Six months ago today, at this very moment, I was standing in the ICU waiting room on the fifth floor of Duke Hospital. John’s parents were there with me, and his sister, Jamie, and brother-in-law, Will, had just arrived from Georgia. John had gotten matched with a heart, and we were waiting for the nurse to come and tell us it was time for us to see him for the last time before his transplant.
I remember her coming into the waiting room. We weren’t the only family in there. Others were waiting, too, to see their loved one a last time before visiting hours ended. Typically only two family members are allowed back at a time, but this time she told us we all needed to come back.
I walked out of the room first and started shaking, and not crying, but just breathing hard. Jamie walked with me with her arm around me, and we squeezed each other hard.
At the end of John’s bed was the machine as tall as me that had kept him alive for the previous two days. This machine had a name, ECHMO, which confused me at first, because it took me several hours after he was hooked up to it to realize that its real name is LIFE SUPPORT.
I looked at John. I want to say he looked peaceful. But he did not. Every part of his body had some type of tube coming out of it. I knew that this was the next step – only not the last step. John was unresponsive to commands even though he was off of all sedation medications.
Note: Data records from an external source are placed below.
PR #1334, opened 2023-02-09
Bye bye old gallery editor

tbezman:
Alright, here's what I did
- Deleted the old directory
- Updated the gallery edit page to remove the feature flag
- Used JetBrains to find all unused code (deleted it)
- Renamed `XNew` to `X` since they're not new anymore

I did some basic testing
- Edited a gallery
- Signed up as a new user

Random changes
- My node version kept getting overridden by Moon so I hard set our node version to `16.18.1` which is the version that runs in Vercel


.moon/toolchain.yml
```diff
@@ -8,6 +8,8 @@ $schema: 'https://moonrepo.dev/schemas/toolchain.json'
 # instead of relying on a version found on the host machine. This ensures deterministic
 # and reproducible builds across any machine.
 node:
+  node: "16.18.1"
```
Robinnnnn, line 11: i think this is supposed to be `version`

Robinnnnn (approved):

PR #1340, opened 2023-02-14
Yarn 1 => Yarn 3

tbezman:
This PR upgrades us to Yarn 3! This is a step in the right direction. We are on the latest yarn version with some backwards compatibility options turned on (See `.yarnrc`)

In the future there won't be a `node_modules` directory 😱. The ecosystem needs some time to catch up so we can disable these options.


.moon/toolchain.yml
```diff
@@ -25,7 +25,7 @@ node:
   aliasPackageNames: "name-and-scope"
 
   # Dedupe dependencies after the lockfile has changed.
-  dedupeOnLockfileChange: true
```
tbezman, line 28: There is a bug in yarn dedupe that doesn't understand our `nohoist` settings for yarn workspaces. 

This disabled `yarn dedupe` which isn't the worst thing in the world

apps/mobile/metro.config.js
```diff
@@ -17,6 +17,6 @@ config.resolver.nodeModulesPaths = [
   path.resolve(workspaceRoot, "node_modules"),
 ];
 // 3. Force Metro to resolve (sub)dependencies only from the `nodeModulesPaths`
-// config.resolver.disableHierarchicalLookup = false;
+config.resolver.disableHierarchicalLookup = true;
```
tbezman, line 20: This is how this was intended to be and finally works now that we have nohoist setup properly

apps/web/moon.yml
```diff
@@ -38,8 +38,8 @@ tasks:
     - concurrently
     - -n Next,Relay-Compiler,GraphQL-Codegen
     - yarn next dev
-    - yarn moon run web:relay-watch
-    - yarn moon run web:graphql-codegen-watch
+    - node_modules/.bin/moon run web:relay-watch
+    - node_modules/.bin/moon run web:graphql-codegen-watch
```
tbezman, line 42: the new yarn doesn't let you run binary files which is super annoying 

There's even a thread [here](https://github.com/yarnpkg/berry/issues/882) with Miles on it

apps/web/package.json
```diff
@@ -10,6 +10,7 @@
     "@gallery-so/visitor-plugin-common": "^0.0.2",
     "@graphql-codegen/cli": "^2.11.6",
     "@graphql-codegen/typescript": "^2.7.3",
+    "@moonrepo/cli": "^0.23.4",
```
tbezman, line 13: I want to look into a way to make sure that we don't let each app fall out of sync with it's siblings' / parent's dependencies.

Syncpack seems interesting. Will look into this some more

package.json
```diff
@@ -2,10 +2,11 @@
   "name": "gallery-monorepo",
   "private": true,
   "workspaces": [
-    "apps/*",
+    "apps/mobile",
+    "apps/web",
```
tbezman, line 6: just opted to be consistent / explicit here

Robinnnnn (approved):

PR #1344, opened 2023-02-15
Replace FadeTransitioner with framer motion, simplify global layout context

Robinnnnn:
Original PR containing context for some of the stuff that's being removed: #743 

**Handled**
- [x] replace `FadeTransitioner` with framer motion
- [x] navbar remains intact when moving between Galleries <> Followers <> Activity

**Known bugs**
- [x] when scrolled down with the navbar out of view, then clicking into a new gallery, the navbar flashes
- [x] when clicking back to the scrolled down position, the navbar flashes

**Still need to test**
- [x] Test route transitions with reproducible Suspense
- [x] Test moving in and out of editor
- [x] Test mobile
- [x] Test onboarding

**Questions**
- [x] is [GlobalNavbar](https://github.com/gallery-so/gallery/pull/1344/files#diff-48fbb5907331ce5feaebca7e1313ebc53fd838182acfd94102674d119b758c11) okay to toss?
- [x] What was the purpose of [useGlobalNavbarHeight](https://github.com/gallery-so/gallery/pull/1344/files#diff-5c091bbbe18c1ca3d5cbe3c964faea02bde5ecc2066b23d37e414172e8f2b3f8)? can we straight use 64? seems to be fine


apps/web/pages/gallery/[galleryId]/edit.tsx
```diff
@@ -103,6 +103,13 @@ function EditGalleryPageInner({ queryRef }: EditGalleryPageInnerProps) {
     throw new Error('Username does not exist');
   }
 
+  // ummm shouldn't need to do this but sometimes this component
+  // renders when on another route?! this occurs when navigating
+  // away from the editor
+  if (route !== '/gallery/[galleryId]/edit') {
+    return null;
+  }
```
Comment (tbezman) [inline apps/web/pages/gallery/[galleryId]/edit.tsx:111]: This seems a little sus to me. WIth `AnimatedPresence` every route stays mounted for a short while while the new page is animating in.

We should be able to handle that gracefully and not do stuff like this. What was the user facing issue when this stays mounted?

PR #1345, opened 2023-02-15
add sign up button next to sign in button

kaitoo1:
## Description
This PR adds a Sign Up button next to the Sign In button on the home page.
It also makes it possible to show slightly different content on the auth modal depending on whether its sign up vs sign in, like showing the Email Sign In option, and showing custom text.

## Changes
- Add a Sign Up button to home nav
- Add `authType` to `AuthModal` to display different content based on sign in vs sign up
   - don't show Magic Link option if sign up, because it's only for existing users
   - show different subheadings that are appropriate for each flow to improve user friendliness
   -`authType` doesn't affect flow logic, just the content of the modal. If an existing user connects their wallet via the "Sign Up" modal, they'll still be able to sign in (this is existing behavior)
   - Defaults to "Sign In", so other places the Auth Modal is used will say "Sign In" (such as when the user clicks the Admire button when signed out)
- On mobile, only show the Sign In button because there isn't enough horizontal space for both buttons. We also don't currently support mobile onboarding, so it wouldn't lead to a good experience.

https://user-images.githubusercontent.com/80802871/218967511-79e41442-a03c-4cac-996c-f2ead732121f.mp4

### DIFF
--- a/apps/web/src/contexts/globalLayout/GlobalNavbar/HomeNavbar/HomeNavbar.tsx
+++ b/apps/web/src/contexts/globalLayout/GlobalNavbar/HomeNavbar/HomeNavbar.tsx
@@ -6,6 +6,7 @@ import { graphql, useFragment } from 'react-relay';
 import { HStack } from '~/components/core/Spacer/Stack';
 import { useTrack } from '~/contexts/analytics/AnalyticsContext';
 import { HomeNavbarFragment$key } from '~/generated/HomeNavbarFragment.graphql';
+import { useIsMobileWindowWidth } from '~/hooks/useWindowSize';
 
 import { NavbarLink } from '../NavbarLink';
 import { ProfileDropdown } from '../ProfileDropdown/ProfileDropdown';
@@ -58,6 +59,8 @@ export function HomeNavbar({ queryRef }: Props) {
   const latestFollowingRoute: Route = { pathname: '/latest/following', query: {} };
   const featuredRoute: Route = { pathname: '/featured', query: {} };
 
+  const isMobile = useIsMobileWindowWidth();
+
   return (
     <StandardNavbarContainer>
       <NavbarLeftContent>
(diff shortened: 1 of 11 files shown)


jakzaizzat:
@kaitoo1 LGTM. Tested on both mobile/desktop and its working great!

Some minor UI stuff when connecting the wallet. Should we vertically center it or let it be?

CleanShot 2023-02-16 at 08 54 50@2x

jakzaizzat (approved):

kaitoo1:
> @kaitoo1 LGTM. Tested on both mobile/desktop and its working great!
> 
> 
> 
> Some minor UI stuff when connecting the wallet. Should we vertically center it or let it be?
> 
> 
> 
> CleanShot 2023-02-16 at 08 54 50@2x
> 
> 

oh great catch that's cus I wrapped the existing stuff in a new stack. Need to center it for sure

apps/web/src/contexts/globalLayout/GlobalNavbar/HomeNavbar/HomeNavbar.tsx
```diff
@@ -94,7 +98,14 @@ export function HomeNavbar({ queryRef }: Props) {
...
       {/* Strictly here to keep spacing consistent */}
-      <NavbarRightContent>{isLoggedIn ? null : <SignInButton />}</NavbarRightContent>
+      <NavbarRightContent>
+        {isLoggedIn ? null : (
+          <HStack gap={8} align="center">
+            <SignInButton />
+            {!isMobile && <SignUpButton />}
+          </HStack>
+        )}
+      </NavbarRightContent>
```
Robinnnnn, line 108: nit: could we leave a comment here explaining why we're disabling signup on mobile

Robinnnnn (approved):
nit: non-blocking, but could we vertically center the buttons when the email option is missing? not sure how annoying that is to do

image

apps/web/src/contexts/globalLayout/GlobalNavbar/HomeNavbar/HomeNavbar.tsx
kaitoo1: added! good call

kaitoo1:
fixed centering issues!

Screen Shot 2023-02-16 at 16 48 31

Screen Shot 2023-02-16 at 16 48 34

Robinnnnn (approved):

PR #1349, opened 2023-02-16
Mobile Relay Setup + Shared Network Layer

tbezman:
- Factor out our network layer to shared package so we can share across web / mobile
- Clean up our Github Actions
  - Web actions get prefixed with `web-`
  - Hoist up the typecheck to a single job that runs against all of our projects


apps/mobile/relay.config.js
```diff
@@ -0,0 +1,16 @@
+module.exports = {
```
Robinnnnn, line 1: share this + schema with web

Robinnnnn (approved):

PR #1360, opened 2023-02-21
Setup GraphQL Defer support on mobile

tbezman:
The goal of this PR is to enable support for the `@defer` directive on mobile. 

- I've completely separated this new network layer from the web one to make sure web stays stable until we've figured this out.
- I've manually tested this about 1000x locally to make sure things work
- Automatic persisted queries still work.

### Polyfills / `fetch-multipart-graphql`
React Native does not support streaming responses out of the box. To get this to work I had to add a few polyfills. You can read more about that [here](https://github.com/acostalima/react-native-polyfill-globals).

The `fetch-multipart-graphql` library does a lot of the heavy lifting for us to actualy parse the streaming bytes of the response and turn them into streaming objects which we can use to send to Relay.

### Demo
It's really hard to see but if you look closely, `b_ez_man` should appear slightly after `robin` because I set it up such that the `Terence` component requests a bunch more data.

#### Example Code
```tsx
const QueryNode = graphql`
  query AppDeferredDataQuery {
    ...AppRobinFragment @defer
    ...AppTerenceFragment @defer
  }
`;

function DeferredData() {
  const query = useLazyLoadQuery<AppDeferredDataQuery>(QueryNode, {});

  return (
    <SafeAreaView>
      <Suspense fallback={<Text>Loading Robin...</Text>}>
        <RobinUser queryRef={query} />
      </Suspense>

      <Suspense fallback={<Text>Loading Robin...</Text>}>
        <TerenceUser queryRef={query} />
      </Suspense>
    </SafeAreaView>
  );
}
```

#### Video
https://user-images.githubusercontent.com/6754223/220417024-f954662a-376f-4650-84ac-fa6397e3695a.mov

### DIFF
--- a/apps/mobile/App.tsx
+++ b/apps/mobile/App.tsx
@@ -2,16 +2,14 @@ import "expo-dev-client";
 
 import {
   graphql,
-  GraphQLTaggedNode,
   RelayEnvironmentProvider,
   useFragment,
   useLazyLoadQuery,
-  useRelayEnvironment,
 } from "react-relay";
-import { Suspense, useEffect, useState } from "react";
+import { Suspense, useState } from "react";
 import { createRelayEnvironment } from "./src/contexts/relay/RelayProvider";
 import { AppDeferredDataQuery } from "~/generated/relay/AppDeferredDataQuery.graphql";
-import { SafeAreaView, Text, View } from "react-native";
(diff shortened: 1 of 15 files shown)


Robinnnnn (approved):
this is unbelievably cool man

The doctor told me, “We’re going to take him into surgery, but you need to know that he may not wake up.”
We stood around John’s bed as doctors and nurses hurried around us preparing him – disconnecting and reconnecting medicines, transferring his oxygen and tubes to portable versions that could take him into the operating room. I felt like I had no time. There was so much I needed to say to him to comfort him to love him, but he had to go.
I asked Will to pray over John, and as I held John’s hand, Will prayed. We then left the room, stood in the hall and waited for his bed to be rolled down the hall. Finally, he came out – and ECHMO followed.
I remember watching John go right as I went left to the surgery waiting room. And I remember feeling closer to my Heavenly Father than I had ever felt before and than I have ever felt since.
Surrender. That was my only choice. In most prayers of my past I felt like there was an element of responsibility or control that I had. I could try harder, make better decisions, work more at it, and then God would help me. But with this prayer, to save John’s life, there was absolutely nothing I could do.
I laid John down at Jesus’s feet that night – again – after laying him down the week before when he got so sick. I knew God may take John from me. I knew John may be disabled for life. I knew. And yet the only thing I could do was lay him down – give him to Jesus – and ask for Him to hear my prayer and answer it.
You would think that I would feel out-of-control, frantic, fearful that’s God’s will was not my own. But I wasn’t. I knew that God’s will was perfect – no matter what happened.
And in those moments I experienced divine peace. The peace that the Bible describes, but I had never experienced. The peace that transcends all understanding (Philippians 4:7). And, wow, did it transcend understanding.
So tonight, six months later, I praise my Heavenly Father, whom I have the awesome privilege of knowing as a person who talks to me daily, and I thank Him for each extra day with my precious husband, John, that He has blessed me with, and for allowing me to experience His presence in a way that I never had before so that I can be a witness to the reality of the Cross available to every person on earth.
Happy 6 Month Birthday, John! You are one of God’s many miracles!